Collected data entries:
PR #4183, opened 2015-08-22
(#3921) - more optimizations to merge.js

nolanlawson:
I've been motivated to work on this recently, because I noticed that `pouchdb-server --in-memory` is actually *slower than CouchDB*. When I run the `basic-updates` perf test, I get ~17.5s for CouchDB and ~22s for PouchDB Server. This to me is pretty unreasonable, since one is in-memory and the other one writes to disk.

After profiling, I saw that `isDeleted` and `winningRev` were still the biggest performance-killers. After this fix, not so much. Now the time is down to about 21s.

Before:

screenshot from 2015-08-22 17 59 31

After:

screenshot from 2015-08-22 18 00 41

So TLDR we are still slower than CouchDB even when we run in-memory, but this is an improvement. I think next I am going to have to upgrade my tools and use some better profilers than the node-inspector profiler, so that I can find V8 deoptimizations and poor memory usage (garbage collection seems to be taking up a lot of time).

### DIFF
--- a/lib/adapters/leveldb/index.js
+++ b/lib/adapters/leveldb/index.js
@@ -61,6 +61,18 @@ var safeJsonEncoding = {
   type: 'cheap-json'
 };
 
+// winningRev and deleted are performance-killers, but
+// in newer versions of PouchDB, they are cached on the metadata
+function getWinningRev(metadata) {
+  return 'winningRev' in metadata ?
+    metadata.winningRev : merge.winningRev(metadata);
+}
+
+function getIsDeleted(metadata, winningRev) {
+  return 'deleted' in metadata ?
+    metadata.deleted : isDeleted(metadata, winningRev);
+}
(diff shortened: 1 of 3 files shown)


nolanlawson:
All tests were run on an Acer Aspire with Linux Mint. You can load up Chrome Dev tools, then Profile, then Load, then load the [before file](https://s3.amazonaws.com/nolanlawson/pouchdb/perf/express_pouchdb_memdown_before_20150822T160148.cpuprofile) and [after file](https://s3.amazonaws.com/nolanlawson/pouchdb/perf/express_pouchdb_memdown_after_20150822T174830.cpuprofile).

daleharvey:
https://github.com/pouchdb/pouchdb/commit/70761f2c6003e91f8a886a1d5968c34cb27dc047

- WORK ORDER
Take every line from the data above that holds "this" and copy it out.

- SOLVED EXERCISE
I've been motivated to work on this recently, because I noticed that `pouchdb-server --in-memory` is actually *slower than CouchDB*. When I run the `basic-updates` perf test, I get ~17.5s for CouchDB and ~22s for PouchDB Server. This to me is pretty unreasonable, since one is in-memory and the other one writes to disk.
After profiling, I saw that `isDeleted` and `winningRev` were still the biggest performance-killers. After this fix, not so much. Now the time is down to about 21s.
So TLDR we are still slower than CouchDB even when we run in-memory, but this is an improvement. I think next I am going to have to upgrade my tools and use some better profilers than the node-inspector profiler, so that I can find V8 deoptimizations and poor memory usage (garbage collection seems to be taking up a lot of time).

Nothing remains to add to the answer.